• Collected data entries:
========
PR #2728, opened 2024-07-16
Fix and refactor inventoryGroup tests for upstream and downstream

MilanPospisil:
Refactored inventoryGroup run command test to use shared function, because run command is executed in multiple places through the application.

Fix test in can run an ad-hoc command against a group's related group list view, added filter for particular item, previous code assumes the item is displayed on the page without filter.

### DIFF
--- a/cypress.awx.config.ts
+++ b/cypress.awx.config.ts
@@ -3,7 +3,7 @@ import { defineConfig } from 'cypress';
 import setValue from 'set-value';
 import { baseConfig } from './cypress.base.config';
 
-baseConfig.e2e!.specPattern = 'cypress/e2e/awx/resources/inventoryGroup.cy.ts';
+baseConfig.e2e!.specPattern = 'cypress/e2e/awx/**/*.cy.ts';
========
• What to produce:
All the entries above need to be reproduced exactly.

• Answer for the task:
PR #2728, opened 2024-07-16
Fix and refactor inventoryGroup tests for upstream and downstream

MilanPospisil:
Refactored inventoryGroup run command test to use shared function, because run command is executed in multiple places through the application.

Fix test in can run an ad-hoc command against a group's related group list view, added filter for particular item, previous code assumes the item is displayed on the page without filter.

### DIFF
--- a/cypress.awx.config.ts
+++ b/cypress.awx.config.ts
@@ -3,7 +3,7 @@ import { defineConfig } from 'cypress';
 import setValue from 'set-value';
 import { baseConfig } from './cypress.base.config';
 
-baseConfig.e2e!.specPattern = 'cypress/e2e/awx/resources/inventoryGroup.cy.ts';
+baseConfig.e2e!.specPattern = 'cypress/e2e/awx/**/*.cy.ts';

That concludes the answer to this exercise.